Nasceu em Oaxaca em 1882 e seu pai aceitou, junto de sua família, trabalhar no deserto de Sonora, onde era perigoso trabalhar devido aos ataques dos apaches. Estudou na infância numa escola norte-americana bilíngue da fronteira. Foi criado junto da mãe muito religiosa, a quem mesmo depois de morta manteve o cordão umbilical espiritual. Aos 18 anos, na época da morte de sua mãe, foi estudar na capital e misturava ciência e misticismo: positivismo de Comte, espiritismo e maçonaria.

Vasconcelos foi um apoiador do presidente Madero bastante convicto, combatendo os porfiristas e empolgando-se com a revolução mexicana; Posteriormente com a morte de Madero, ligou-se a Carranzas e Pancho Vila. Com o assassinato de Carranzas, foi para a Europa, fugindo das lutas políticas que, segundo ele, tinham feito a revolução mexicana perder-se em  rivalidades mesquinhas.

Nesse período dos anos 20, tido como seu período progressista, era chamado “Professor da América”. Nessa época, entre 1921 e 1924, Vasconcelos tornou-se secretário da educação pública, criada no governo de Alvaro Obregón. Lançou grande campanha de alfabetização. A seguir, criou o periódico O Mestre, pois queria instaurar no magistério de seu país o seu espírito redentor. Nesse período, Vasconcelos vislumbrou, no livro Raça Cósmica (1925), a América Latina como um crisol de todas as culturas do mundo, mas falava especialmente que raça cósmica nasceria no Brasil e em segundo lugar, tinha destaque a Argentina. O México foi descrito por ele como selvagem e fracassado. Pode-se dizer que a influência de Nietzsche faz pensar que em La Raza Cósmica gera a profecia de que o super-homem ia nascer entre o Amazonas e o Prata. Devido a suas idas e vindas ao exílio, Vasconcelos ficou conhecido como “Ulisses crioulo”.

Dentre muitos artistas de vanguarda, Diego Rivera, Siqueros e Orozco eram vasconcelistas convictos. Nas grandes paredes da Escola Nacional, esses muralistas pintaram Quetzalcoatl, Platão, Frei Bartolomeu de Las Casas, dentre outros, para ele, símbolos de sua síntese universal. Era a teoria dos impérios étnicos:

 

Temos então quatro etapas e quatro troncos: o negro, o índio, o mongol e o branco.
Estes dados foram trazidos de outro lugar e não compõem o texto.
PR #804, opened 2026-06-17
refactor(datatypes): add type annotations to pass mypy (part of #692)

rikettsie:
## Summary

This second PR continues the effort of annotating (issue #692), ensuring mypy check is clean on `datatypes` module:

- Remove all clickhouse_connect.datatypes.* entries from the mypy ignore_errors baseline;
- Fix LSP violations in `_data_size`: `Collection` over `Sequence`;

Este último, depois de organizar-se na Europa, converteu-se em invasor do mundo, e se acreditou que ia predominar, ao mesmo tempo em que acredita que as raças anteriores, cada uma em sua época de império. Era claro que o predomínio do branco seria temporal, mas sua missão é diferente de seus predecessores, sua missão era ser ponte, colocando as bases materiais e morais para união de todos os homens em uma quinta raça universal, fruto das anteriores e superação do passado  (VASCONCELOS, apud: SILVA , 2013)

 

Como educador, na secretaria de educação pública, Vasconcelos desencadeou uma cruzada espiritual sem precedentes no México. Ao tentar candidatar-se, fracassa e deixa a secretaria em 1923, exilando-se. No exílio nos USA e Europa, sempre publica artigos críticos ao regime.

Em 1928, de volta ao país, Vasconcelos marcou época novamente e criou sua famosa campanha presidencial, apoiada principalmente por estudantes e operários. Ficou conhecida como “campanha vasconcelista”. Foi marcada pela violência política, pois era basicamente uma campanha de românticos num país oligárquico.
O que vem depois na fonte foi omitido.